Coppa D'Africa, il caso clamoroso non è chiuso: il Senegal annuncia ricorso e Niakhaté minaccia sui social...

Dopo l'incredibile decisione di assegnare il trofeo a tavolino al Marocco esplode il caos. Tutti i dettagli

Il caso clamoroso della finale di Coppa d’Africa non è finito qui. Dopo la decisione di assegnare a tavolino il trofeo al Marocco, il Senegal annuncia che farà ricorso. Lo ha dichiarato Abdoulaye Seydou Sow, segretario generale della Federcalcio senegalese. “Non ci tireremo indietro. La legge è dalla nostra parte”, ha detto Sow all'emittente pubblica Radiodiffusion Télévision Sénégalaise, definendo la sentenza una “vergogna per l'Africa”. “Questa decisione è una farsa che non poggia su alcuna base giuridica. Abbiamo avuto l'impressione che la commissione non fosse lì per applicare la legge, ma per eseguire un ordine”, ha aggiunto Sow.

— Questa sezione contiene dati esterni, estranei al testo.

PR #3917, opened 2024-07-14
[os2/file]: Fix file handle inheritance issues on Windows

flysand7:
On windows when a file was created using `os2` functions, the `.Close_On_Exec` flag was forced onto the handle, even if it wasn't set by the user, forcing all handles to be non-inheritable. This PR makes all handles inheritable by default (same behavior as on linux), and fixes the bug where `SECURITY_ATTRIBUTES` struct was being used after free. Somehow after the scope ends, it was observied in the debugger that the pointer to the struct was being reset to `nil`, making it a valid parameter to `CreateFile`.


flysand7:
Wrong branch

PR #5951, opened 2025-11-22
Increase base64 decoding table size to 256, preventing out of bounds reads

Znarf64:
Previously this could have been used to leak up to 128 * size_of(int) = 1KB of data from the data section when the input string contained non-ascii characters, given that bounds checks are disabled here for performance reasons. The bigger table fixes this without introducing overhead from checking and makes the base64 package resemble the base32 package more closely.


Znarf64:
Actually the exploit is somewhat less potent than I thought, it is possible to leak some data but only about every one out of every eight bytes following the decoding table in memory, still it should be fixed

PR #5954, opened 2025-11-22
Added libretro API bindings to vendor

andreas-jonsson:
_"The Libretro API is a lightweight C-based Application Programming Interface (API) that exposes generic audio, video, and input callbacks."_

There are two sides to Libretro development:

- **frontends** (such as [RetroArch](https://www.retroarch.com/)) are programs that can run libretro-compatible cores.
- **cores** are program (such as a game, [emulator](https://docs.libretro.com/development/libretro-overview/#), or media player) that has been ported to the Libretro API so that it can be executed by Libretro frontends.

---

This is a generated [binding](https://github.com/karl-zylinski/odin-c-bindgen/) for the [Libretro API](https://docs.libretro.com/development/libretro-overview/).
These bindings has been tested in an x86 emulator that has a fair amount of API coverage. Since this is just a API definition it does not contain any libraries and works on all platforms. (including freestanding)

### DIFF
--- a/vendor/libretro/LICENSE
+++ b/vendor/libretro/LICENSE
@@ -1,9 +1,0 @@
-MIT License
-
-Copyright (c) 2025 phix
-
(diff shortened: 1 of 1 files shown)


andreas-jonsson:
I don't think the failing OSX test has anything to do with this code..?

Kelimion:
> I don't think the failing OSX test has anything to do with this code..?

It doesn't. macOS Intel tests fail in general at the moment. It's something to look into.

gingerBill:
I don't think this is a good idea for the `vendor` library collection. Cool library though.

PR #5956, opened 2025-11-22
add math.sign and math.sign_bit overloads for int types

thePHTest:


core/math/math.odin
```diff
@@ -468,11 +477,25 @@ gain :: proc "contextless" (t, g: $T) -> T where intrinsics.type_is_float(T) {
 @(require_results) sign_f64le :: proc "contextless" (x: f64le) -> f64le { return f64le(int(0 < x) - int(x < 0)) }
 @(require_results) sign_f64be :: proc "contextless" (x: f64be) -> f64be { return f64be(int(0 < x) - int(x < 0)) }
 sign :: proc{
+	sign_int,
+	sign_i16, sign_i16le, sign_i16be,
+	sign_i32, sign_i32le, sign_i32be,
+	sign_i64, sign_i64le, sign_i64be,
```
gingerBill, line 486: Move these to "end" of this list since the float ones are more likely to be hit. This is a "micro-optimization" but it'll help in the long run.

thePHTest: done. If you wanted to micro-optimize further, would it make even more sense to put all the non-endian specific types first? i.e. f16, f32, f64, int, i16, i32, i64, f16le, etc.

PR #5963, opened 2025-11-24
runtime: Use chacha8rand as the default RNG (BREAKING)

Yawning:
This switches the default random number generator to the [chacha8rand](https://github.com/C2SP/C2SP/blob/main/chacha8rand.md) CSPRNG seeded from system entropy.

This is a breaking change as the output for a given seed will be different than the previous PCG64 generator.  The `orca` target currently lacks a secure entropy source, so existing applications will need to explicitly initialize the RNG (or set it to one of the insecure `math/rand` generators).

Changes:
- Relocate the old PCG64 RXS-M-XS generator to `core:math/rand` (Backward compatibility)
- Add xoshiro256** + splitmix64 from #5907 to `core:math/rand`
- Updated the test runner/demo to use xoshiro256** (So they always run even without a system entropy source)
- Moved the underlying implementation of `core:crypto.rand_bytes` to `base:runtime`
- Test cases

Known issues:
- LLVM appears to attempt to use AVX-2 for the xorshiro256** function, which results in a performance regression when   a microarchitecture with AVX-2 support is specified, which leads to the amusing result where `-microarch:native` makes `chacha8rand` the faster of the two.
- As mentioned the `orca` target currently does not have a cryptographic entropy source.

Uplifting the CPUID code to runtime would allow for dynamic detection of AVX-2, but the non-bulk performance difference is not significant, so this is defered till needed.

### DIFF
--- a/tests/benchmark/all.odin
+++ b/tests/benchmark/all.odin
@@ -3,5 +3,6 @@ package benchmarks
 @(require) import "bytes"
 @(require) import "crypto"
 @(require) import "hash"
+@(require) import "math"
 @(require) import "text/regex"
 @(require) import "strings"
--- a/tests/benchmark/math/benchmark_rand.odin
+++ b/tests/benchmark/math/benchmark_rand.odin
@@ -1,0 +1,130 @@
+package benchmark_core_math
+
+import "base:runtime"
+
+import "core:fmt"
+import "core:math/rand"
+import "core:log"
+import "core:strings"
+import "core:testing"
+import "core:text/table"
+import "core:time"
+
+@(private = "file")
+ITERS :: 10000000
+@(private = "file")
+ITERS_BULK :: 1000
+
+@(private = "file")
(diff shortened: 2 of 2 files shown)


Yawning:
> One thing we may need to consider though, is deprecating the random reset/seed with `u64` procs. Since you indicate it SHOULD get 32 bytes.

I thought about this and am in favor of keeping them around for a few reasons:
- PCG uses a 64-bit seed (backward compatibility)
- Our xorshiro256** + splitmix64 also takes a 64-bit seed (though this could be altered to allow for 256-bit seeds as well).
- chacha8rand degrades gracefully (when seeded with a 64-bit seed with zero padding), the security is "guess the seed"

Separately from this, separating the notion of the seed and the RNG state (for checkpoint/restore purposes) can be done.  The space required for each generator would be:

- PCG -> 128-bits
- xorshiro256** -> 256-bits
- chacha8rand -> 264-bits

But checkpoint/restore in my opinion is orthogonal to initialization, and the default chacha8rand behavior of "use system entropy" should be sufficient for the majority of use-cases.

PR #5972, opened 2025-11-28
`math/rand`: Add range-based number generation procedures

Xotchkass:
Added:
- `uint32_range :: proc(lo, hi: u32, gen := context.random_generator) -> (val: u32)`
- `uint64_range :: proc(lo, hi: u64, gen := context.random_generator) -> (val: u64)`
- `uint128_range :: proc(lo, hi: u128, gen := context.random_generator) -> (val: u128)`
- `uint_range :: proc(lo, hi: uint, gen := context.random_generator) -> (val: uint)`
- `int32_range :: proc(lo, hi: i32, gen := context.random_generator) -> (val: i32)`
- `int64_range :: proc(lo, hi: i64, gen := context.random_generator) -> (val: i64)`
- `int128_range :: proc(lo, hi: i128, gen := context.random_generator) -> (val: i128)`
- `int_range :: proc(lo, hi: int, gen := context.random_generator) -> (val: int)`

### DIFF
--- a/core/math/rand/rand.odin
+++ b/core/math/rand/rand.odin
@@ -546,9 +546,7 @@ Possible Output:
 
 */
 uint32_range :: proc(lo, hi: u32, gen := context.random_generator) -> (val: u32) {
-	if lo >= hi {
-		panic("Invalid arguments to uint32_range: lo must be less than hi")
-	}
+	assert(lo < hi, "Invalid arguments to uint32_range: lo must be less than hi")
 	range := hi - lo
 	if (range & (range - 1)) == 0 {
 		return lo + (uint32(gen) & (range - 1))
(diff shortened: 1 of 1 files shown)


core/math/rand/rand.odin
```diff
@@ -519,6 +519,334 @@ uint_max :: proc(n: uint, gen := context.random_generator) -> (val: uint) {
...
+Possible Output:
+
+	6
+	13
+
+*/
+uint32_range :: proc(lo, hi: u32, gen := context.random_generator) -> (val: u32) {
+	if lo >= hi {
+		panic("Invalid arguments to uint32_range: lo must be less than hi")
+	}
```
Kelimion: This could be `assert(lo < hi, "Invalid arguments to uint32_range: lo must be less than hi")`.

Xotchkass: Sure, it was mostly to match `*_max` procs

Kelimion: They're a bit consistent as-is. `float64_range` for example also uses `assert(low <= high, "msg")`.
We should probably perform a consistency pass on all of these at some point.

PR #5974, opened 2025-11-28
Fix skipping newlines on lines with backslash

krnowak:
…and a drive-by typo fix.

I noticed that the code like this compiles, and I'm not sure if it should:

```
package p

// Use backslash to avoid magical semicolon insertion
// and pick up the f32 for matrix element type.
M_OK :: matrix[2,3] \
f32

// Same, but over many empty lines.
M_OK2 :: matrix[2,3] \
\
\
f32

// Same again, but with a single backslash.
M_QUESTIONABLE :: matrix[2,3] \


f32

main :: proc() {}
```

I think that the `M_QUESTIONABLE` case should be a compiler error, but maybe I'm missing something. And yes, it's a contrived case. I spotted it when figuring out the semicolon insertion for my tree-sitter grammar for odin.

### DIFF
--- a/src/tokenizer.cpp
+++ b/src/tokenizer.cpp
@@ -309,7 +309,7 @@ struct Tokenizer {
 	i32 error_count;
 
 	bool insert_semicolon;
-	
+	bool skip_one_newline;
 	LoadedFile loaded_file;
 };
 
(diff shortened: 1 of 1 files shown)


gingerBill:
This isn't a bug. `\` just consumes a single newline, it's not meant to behave like in C.

krnowak:
> This isn't a bug. `\` just consumes a single newline, it's not meant to behave like in C.

It doesn't consume a single newline, but all of them if the newlines are only separated by whitespace. Which is what the `M_QUESTIONABLE` type shows - there are three newlines between `]` and `f32` and all of them are consumed by a single backslash. I tried to fix the tokenizer, so the backlash actually consumes one newline.

I don't understand a comment about the C behavior.

PR #5979, opened 2025-11-30
Fix #5978: make choice_bit_set respect bit_set domain

### LINKED ISSUE #5978: math/rand.choice_bit_set returns wrong values if the set starts from a number different from 0
## Context

`choice_bit_set` from `math/rand` package returns wrong results if the provided bit_set starts from any number except zero. It seems that the resulting value is adjusted to the difference between starting number and zero.

```odin
s := bit_set[1 ..= 5]{1, 5}

for _ in 0 ..= 100 {
	fmt.println(rand.choice_bit_set(s))

}
```

That code outputs 100 times either `0 true` (which is out of the bit_set range) or `4 true` (which is not in the actual values list).
If you change bit_set to `[2 ..= 5]{2,5}`, then it outputs 0 and 3. 
If you change it to `[-3 .. = 5]{1,5}`, then it outputs 4 and 8.

It seems like the `[final value] = [actual_value] - [bit_set_start]`

### Operating System & Odin Version:
Odin:    dev-2025-11:e5153a937
OS:      EndeavourOS, Linux 6.17.9-arch1-1
CPU:     AMD Ryzen 7 7700 8-Core Processor              
RAM:     31696 MiB
Backend: LLVM 21.1.5

## Expected Behavior

`rand.choice_bit_set(bit_set[1..=5]{1,5})` should return either 1 or 5.
`rand.choice_bit_set(bit_set[2..=5]{2,5})` should return either 2 or 5.
`rand.choice_bit_set(bit_set[-3..=5]{1,5})` should return either 1 or 5.

## Current Behavior

`rand.choice_bit_set(bit_set[1..=5]{1,5})` returns either 0 or 4.
`rand.choice_bit_set(bit_set[2..=5]{2,5})` returns either 0 or 3.
`rand.choice_bit_set(bit_set[-3..=5]{1,5})` returns either 4 or 8.

astenmark:
Fixes #5978.

Previously, choice_bit_set treated the underlying bit index as the element value, which is incorrect for bit_sets whose domain does not start at 0 (e.g. bit_set[1..=5] or bit_set[-3..=5]). This change iterates over the values in the set, and returns the N:th element, where N is the generated random choice index. It uses similar semantics as previously, and the random properties should still be the same.

A new test has been added in tests/core/math/rand/test_core_math_rand.odin, covering the case reported in the issue.

### DIFF
--- a/tests/core/math/rand/test_core_math_rand.odin
+++ b/tests/core/math/rand/test_core_math_rand.odin
@@ -87,11 +87,11 @@ test_issue_5978 :: proc(t:^testing.T) {
 	cases := []struct {
 		seed: u64,
 		expected: int,
-	}{ {13, 1}, {27, 5} };
+	}{ {13, 1}, {27, 5} }
 
 	for c in cases {
-		rand.reset(c.seed);
-		i, _ := rand.choice_bit_set(s);
+		rand.reset(c.seed)
+		i, _ := rand.choice_bit_set(s)
 		testing.expectf(t, i == c.expected, "choice_bit_set returned %v with seed %v, expected %v", i, c.seed, c.expected)
 	}
 }


Kelimion:
Fix looks good, and the added test is a nice addition. If you can remove those stray semicolons, I think we can merge this.

Does `test_issue_5978` take into account that the default RNG was changed to chacha8 the other day? If it relies on the previous PCG generator, the seeds and corresponding expected output won't pass your new test.

astenmark:
Thanks, I've removed the semicolons. The test only verifies exactly what was in the issue description. It's not a full test of choice_bit_set. I did the fix a cpl hours ago, so I believe it does take chacha8 into account.

Kelimion:
Looks like it does, as it passes your test. Thanks for the fix.

PR #5985, opened 2025-12-02
Fix #5957 by using single quotes for run_args

### LINKED ISSUE #5957: Posix Run Arguments Not Passed Directly to the Application
## Context
latest Odin `master` commit. this has persisted for quite some time

## Issue Description

given the following program:
```odin
package demo

import "core:fmt"
import os "core:os/os2"

main :: proc() {
	fmt.println(os.args)
}
```
`odin run . -- 'print("foo")'` should output `["executable_path", "print("\foo\")"]`
(printing `os.args[1]` outputs `print("foo")`)

this is seemingly caused by run args on posix being processed with `run_args_string = string_join_and_quote(heap_allocator(), run_args);`. ideally, there would be zero processing done by the compiler here and the run args would be completely transparently passed to the running application

Creativty:


A1029384756:
can you check if this works in the opposite case (`"print('foo')"` being a run argument)? if i remember correctly from my testing, making this change broke that case. what probably needs to be done is to have the args passed through directly with none of the sanitation the compiler does. this will likely involve changing the function that runs the output binary from a variadic function to one that takes an array

#5957 (linking to issue)

Creativty:
Can you give a more detailed description of said opposite case?

> can you check if this works in the opposite case? in my testing, making this change broke the inverse case iirc

src/main.cpp
```diff
@@ -4059,7 +4059,7 @@ end_of_code_gen:;
 		String exe_name = path_to_string(heap_allocator(), build_context.build_paths[BuildPath_Output]);
 		defer (gb_free(heap_allocator(), exe_name.text));
 
-		system_must_exec_command_line_app("odin run", "\"%.*s\" %.*s", LIT(exe_name), LIT(run_args_string));
+		system_must_exec_command_line_app("odin run", "\'%.*s\' %.*s", LIT(exe_name), LIT(run_args_string));
```
A1029384756, line 4062: these quoting changes will have no effect since that's just quoting the exe, not the run arguments

Creativty:
> this will likely involve changing the function that runs the output binary from a variadic function to one that takes an array

I agree on principle, but maybe it can be solved with minimal changes to the current code as it is, without moving away from the variadic signature.
The way I see it, is that `system` is the main culprit, when an `exec` (+ a potential `fork`) is supposed to be the . But to solve that would require adding complex process management to the codebase.

src/main.cpp
Creativty: There have been cases where the executable contained a '$' in the name, and that ended up expanding in the subsequent `system` call, thus the need for single quote escaping the `exe_name`

Creativty:
I'm closing this, since I don't deem it to be a fitting solution given the problem situation.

Una delle vie possibili per presentare ricorso è il Tribunale Arbitrale dello Sport, un organismo indipendente con sede a Losanna, in Svizzera. Questa via richiede però in genere circa un anno per giungere a un verdetto, molto tempo dopo che entrambe le squadre avranno disputato i Mondiali del 2026, ospitati congiuntamente da Stati Uniti, Canada e Messico.

 

 

La minaccia del difensore del Senegal

Il difensore del Senegal Moussa Niakhaté ha pubblicato su Instagram una foto con in mano il trofeo, accompagnata dal messaggio: “Venite a prenderlo! Sono pazzi!”. In un post simile, il terzino sinistro El Hadj Malick Diouf ha aggiunto: “Non è quello che mi aspettavo... questa cosa non porta da nessuna parte".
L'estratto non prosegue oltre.